Too often we mistakenly believe that doing less makes us lazy and results in a lack of productivity. Instead, doing less helps us savor what we do accomplish. We learn to do less of what is extraneous and engage in fewer self-defeating behaviors, so we craft a productive life that we truly feel good about.
- Marc Lesser, "Do Less, Accomplish More"
I subscribe to a Daily Dharma e-mail and I am not sure how to link to it properly as it is on the Tricycle website for today, but may not be tomorrow, but this was today's quote and I found it so fitting for me. I just hope I have it all properly linked and referenced. And the longer article is also linked after the author's name.

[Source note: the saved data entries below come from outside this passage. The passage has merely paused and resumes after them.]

PR #538, opened 2024-03-12
fix: make datetime range conditions tz aware

joein:


Anush008 (approved):
Thank you for the fix @joein.

generall (approved):

PR #462, opened 2018-11-15
Adding banner to link to service workies game

Meggin:
Rob, not sure if a banner will work in markdown file.

Should I try staging it and then revert commit if it looks terrible?

Seems like a good way to call it out though-- the service workies game, but only in the one guide for now.


Meggin:
How's this?

robdodson:
@Meggin do you think we could add an image as well?

Meggin:
So images made it into the repo-- and I can try and add some to this, but it's tricky to know what it'll look like without being able to stage. Would it be possible to merge this PR, and I will follow up with a separate one that's just about trying to add images? Might make sense to do this one in stages.

robdodson:
If you want to add an image I can stage this PR for you.

Meggin:
The pull request has to merge first, right? I can stage in devsite, but
only after commit.

I want to play with appearances a bit.

Maybe not a big deal. I can push something and we can iterate.

robdodson:
nope it doesn't have to be merged. I can pull the PR and deploy it to staging. If you want to add your images then we can stage and you can mess around with the presentation in devtools.

robdodson:
@Meggin friendly ping on this. If you want to add a link to an image in your markdown I can stage this PR.

PR #478, opened 2018-11-20
Remove in-page anchor for now.

kosamari:
how we parse markdown file seems to not include in-page anchor tag. Removing it for now. (see screenshot below, `{: #clickjacking }` should not be visible to readers)

CC: @robdodson  this is how I put anchor in `developer.google.com/web` to do "jump to __" link. (I don't know how it's called) Would be great if we can do the same for web.dev

https://web.dev/secure/same-origin-policy
same_origin_policy_ _ _web_dev

### DIFF
--- a/content/secure/same-origin-policy/index.md
+++ b/content/secure/same-origin-policy/index.md
@@ -19,7 +19,7 @@ expose everything on a user's browser.
 
 The same-origin policy prevents this from happening by blocking read access to
 resources loaded from a different origin. "But wait", you say. "I load images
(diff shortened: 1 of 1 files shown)


robdodson:
Ah yeah I think that's using Jekyll's liquid syntax (maybe?) and we're not using Jekyll at all, just straight markdown.

I think our parser generates an ID for headings so you can still do: https://web.dev/secure/same-origin-policy#what-is-permitted-and-what-is-blocked-
but it doesn't insert a little button to link to them or anything.

robdodson:

PR #482, opened 2018-11-20
measure: add info on what lh is

ebidel:


content/measure.html
```diff
@@ -59,7 +59,7 @@ <h1 class="hero-title">Measure</h1>
               <h2>Audit your web page</h2>
             </div>
             <p>
-              Provide any URL, and Lighthouse will run a series of audits generating a report of how well the page did.
+              Provide any URL, and web.dev will run a series of audits using <a href="https://developers.google.com/web/tools/lighthouse/" class="gc-analytics-event" data-category="web.dev" data-label="measure, Lighthouse link" data-action="click">Lighthouse</a>. We'll generate a report of how well you did.
```
TimvdLippe: Should this be a `class="external" target="_blank"` like the other audit guide links that link to `developers.google.com`?

content/measure.html
```diff
@@ -85,7 +85,14 @@ <h2>Learn how to fix it</h2>
 
   <section class="lh-categories-section">
     <div class="container">
-      <h2>What Lighthouse looks for:</h2>
+      <h2>What is Lighthouse?</h2>
+      <div class="what-is-lighthouse">
+        Lighthouse is an open-source, automated tool for improving the quality of your web apps.
+        It is integrated directly into the Chrome DevTools Audits panel, but can also be
+        run from the command line, as a <a href="https://www.npmjs.com/package/lighthouse" class="gc-analytics-event" data-label="measure, Lighthouse module lnk" data-action="click">Node module</a>,
```
TimvdLippe: Same comment on the links in this paragraph.

content/measure.html
ebidel: We tried that but there were too many external link icons.

PR #485, opened 2018-11-21
Give guides a meta description. Fixes #470.

### LINKED ISSUE #470: Content pages are missing their meta description
For example https://web.dev/fast/discover-performance-opportunities-with-lighthouse does not appear to have a description field so it doesn't have a descriptor in social sharing cards:

image

robdodson:
- Renames the `blurb` field in path pages to `description`.
- Makes guide/codelab pages look for a `description` YAML field.
- Adds a description to two sample guides to demonstrate.


samthor:
I'd just sanity-check `git grep blurb` that we haven't left any other references. Otherwise LGTM 👍

robdodson:
Checked and it didn't seem like there were any.

PR #494, opened 2018-11-28
Add meta descriptions to all files.

robdodson:


robdodson:
Adds meta description to all guides. Also wraps a few of bits to fit in the 80 char limit.

PR #496, opened 2018-11-30
Add travis.

robdodson:
Check that PRs don't break the build command.

### DIFF
--- a/.travis.yml
+++ b/.travis.yml
@@ -1,4 +1,6 @@
 language: node_js
+node_js:
+  - "10.14.1"
 sudo: false
 dist: trusty
 cache:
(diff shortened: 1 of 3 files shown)


.travis.yml
```diff
@@ -0,0 +1,12 @@
+language: node_js
+node_js:
+  - "10.14.1"
```
ebidel: ">= 10"?

ebidel: To match package.json

robdodson: Sam had a thing that only worked on node v10.11 for a bit... let's see if that was fixed. I'll try v10

robdodson: using "10" seems to work. I don't think travis supports >= so i'll just go with 10 for now.

PR #499, opened 2018-11-30
Add a11y vid

robdodson:


robdodson:
I sent in a CL to add support for the `rel` param to the devsite-yt player.

PR #501, opened 2018-11-30
Re-doing service workies section

Meggin:
It's likely I will need to play with image appearance a good bit, but starting somewhere.


robdodson:
cool if we close https://github.com/GoogleChrome/web.dev/pull/462 ?

Meggin:
I think this might look OK. Not as bad as I thought in first go.

PR #505, opened 2018-12-02
Accessibility content review

kjue25:
Sweep of accessibility content (8 guides total)

### DIFF
--- a/content/accessible/control-focus-with-tabindex/index.md
+++ b/content/accessible/control-focus-with-tabindex/index.md
@@ -37,7 +37,7 @@ to improve the focusability of those controls.
 <div class="aside warning">
   If you don't see a focus indicator at all, it may be hidden by your
   CSS. Check for any styles that mention <code>:focus { outline: none; }</code>.
-  You can learn how to fix this in our guide on [styling focus](https://web.dev/accessible/style-focus).
+  You can learn how to fix this in our guide on <a href="https://web.dev/accessible/style-focus">styling focus</a>.
 </div>
 
 ## Insert an element into the tab order
@@ -134,7 +134,7 @@ method on it.
   Curious what those role="" attributes are for? They let you change the
   semantics of an element so it will be announced properly by a screen reader.
   You can learn more about them in our guide on
-  [screen reader basics](https://web.dev/accessible/semantics-and-screen-readers)</a>.
+  <a href="https://web.dev/accessible/semantics-and-screen-readers">screen reader basics</a>.
 </div>
 
 ## Keyboard access recipes
--- a/content/accessible/control-focus-with-tabindex/index.md
+++ b/content/accessible/control-focus-with-tabindex/index.md
@@ -47,8 +47,7 @@ Insert an element into the natural tab order using `tabindex="0"`. For example:
 <div tabindex="0">Focus me with the TAB key</div>
 ```
 
-The element comes into focus when the `TAB` key is pressed or when its `focus()`
-method is called.
+To focus an element, press the `TAB` key or call the element's `focus()` method.
 
 <div class="glitch-embed-wrap" style="height: 346px; width: 100%;">
   <iframe
--- a/content/accessible/control-focus-with-tabindex/index.md
+++ b/content/accessible/control-focus-with-tabindex/index.md
@@ -15,14 +15,14 @@ wf_blink_components: Blink>Accessibility
 # Control focus with tabindex
 
 Native HTML elements such as `<button>` or `<input>` have keyboard accessibility
-built-in for free. If you're building _custom_ interactive components, use
-`tabindex` to ensure that they're keyboard accessible.
+built-in for free. If you're building _custom_ interactive components, use the
+`tabindex` attribute to ensure that they're keyboard accessible.
 
 <div class="aside note">
   Whenever possible, use a native HTML element rather than building your
   own custom version. &lt;button&gt;, for example, is very easy to style and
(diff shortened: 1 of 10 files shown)


content/accessible/use-semantic-html/index.md
```diff
@@ -16,7 +16,7 @@ By using the correct semantic HTML elements you may be able to meet most or all
 of your keyboard access needs. That means less time fiddling with `tabindex`,
 and more happy users!
 
-## Keyboard support for free (and better on mobile)
+## Keyboard support for free (and better mobile experiences)
```
kjue25: Changed this because I wasn't 100 percent sure what was meant by "better on mobile" (but it felt like the parenthetical was also an object of "for" in the prepositional phrase).  Let me know if this isn't correct!

content/accessible/use-semantic-html/index.md
```diff
@@ -84,7 +85,7 @@ and `SPACE` to attempt to click on them.
 </div>
```
kjue25: The Glitch embed above is nice, but as a user, I'm more interested in seeing the code differences between the two (rather than just a button that works and a button that doesn't).  Or maybe add more explicit instructions to also try clicking them manually to see that the div button actually does work in some ways?

content/accessible/use-semantic-html/index.md
```diff
@@ -114,7 +115,7 @@ Some built-in elements, in particular `<input>`s, can be difficult to style.
 With a bit of clever CSS you may be able to work around some of these
 limitations. The (hilariously named) [WTFForms](http://wtfforms.com/) project
```
kjue25: What does "limitations" refer to here?  Maybe an example here would be helpful.

content/accessible/labels-and-text-alternatives/index.md
```diff
@@ -176,12 +179,12 @@ Similarly, any `frame` or `iframe` elements should have a `title` attribute.
 While an `iframe` may contain its own internal `title` element, a screen
```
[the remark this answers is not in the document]
robdodson: The iframe links to another html file, so you end up with something like this:

<iframe src="rob.com">
  #document
   <html>
   <head>
     <title>Welcome to Rob's site</title>

content/accessible/use-semantic-html/index.md
robdodson: lgtm

content/accessible/headings-and-landmarks/index.md
```diff
@@ -135,7 +135,8 @@ results of the "The page contains a heading, skip link, or landmark region"
 audit.
 
 <div class="note">
```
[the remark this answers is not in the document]
robdodson: It's not a huge difference but without `.aside` the link styles will be a little off. We should use `class="aside note"` everywhere.

kjue25:
I signed it!

content/accessible/control-focus-with-tabindex/index.md
```diff
@@ -47,8 +47,8 @@ Insert an element into the natural tab order using `tabindex="0"`. For example:
 <div tabindex="0">Focus me with the TAB key</div>
 ```
 
-The element can be focused by pressing the `TAB` key and by calling its
-`focus()` method.
+The element comes into focus when the `TAB` key is pressed or when its `focus()`
+method is called.
```
robdodson: @Meggin which of these two treatments do you prefer?

Live example: https://web.dev/accessible/control-focus-with-tabindex#insert-an-element-into-the-tab-order

I was wondering if it should be phrased like, "Press the TAB key to focus the element. Alternatively, call the element's focus() method"

content/accessible/labels-and-text-alternatives/index.md
```diff
@@ -52,13 +52,14 @@ DevTools Accessibility Reference
 </a>.
 </div>
 
-Whether you're looking at an `img` with `alt` text, or an `input` with a
-`label`, you'll soon discover that all of these things result in the same
-outcome: giving an element its accessible name.
+Whether you're looking at an `img` with `alt` text or an `input` with a
+`label`, all of these attributes result in the same outcome: giving an
```
robdodson:
```suggestion
`label`, all of these scenarios result in the same outcome: giving an 
```

suggest maybe using "scenario" because `label` is a tag not an attribute

content/accessible/what-is-accessibility/index.md
```diff
@@ -44,34 +44,34 @@ categories:
...
 descriptions of content and controls.
 
 ### Motor/dexterity
 
 Motor and dexterity impairments may affect a user's ability to use a mouse,
 touchscreen, or other pointing device. Some users may rely on alternative input
-devices to access content, such as a keyboard, head or eye tracking software,
-switch devices, sip and puff devices, or voice access.
+devices to access content. These devices might include a keyboard, head- or 
+eye-tracking software, switch devices, sip and puff devices, or voice access.
```
robdodson:
```suggestion
eye-tracking software, switch devices, sip-and-puff devices, or voice access.
```

content/accessible/control-focus-with-tabindex/index.md
Meggin: Hey, I like the second version-- active voice, 'Press the TAB key...'

kjue25: Updated!

robdodson:
Nice work, thank you @kjue25 !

In any case, my life has been built around trying to justify my existence. There are a lot of reasons for that, dating way back to my earliest childhood, and I've written about some of this before on my blog, but it is hard for me not to be doing all the time, not to be giving, helping others, producing in some way, etc. And now, having lived on adrenalin for so many years, my body is exhausted, and I simply can't keep up the pace, since for most of my life I've done all my frantic productive activities without taking care of myself first, and I'm learning that that simply won't work for anyone. The best thing any of us can do for the universe at large is to love ourselves and have compassion for ourselves. Without that, we can't show love or compassion toward anyone else.
And so days where I move more slowly and take time for reading and writing, even though those days seem to the action oriented me to lack productivity, those days I'm learning are actually probably my most productive in terms of finding myself and honoring my path. Certainly taking time to savor each moment, each activity, each quiet space (if one can find a quiet space when the roof is being torn off one's home!), is time very well spent and in fact is vital to any individual's well-being.
Therefore, as my so called productive activities are on hold--all my quilting and weaving, and today even my tutoring--as my remodel reaches the peak of its chaos, I am realizing this is the perfect opportunity for me to try to learn to do less, as the author of this quote says, to engage in fewer self-defeating behaviors, and instead open myself up to new possibilities, stay quiet so I can hear new opportunities, enjoy the moment and then see if I can capture that moment in haiku or journal entries, etc. to help stay fully present and savor each and every day.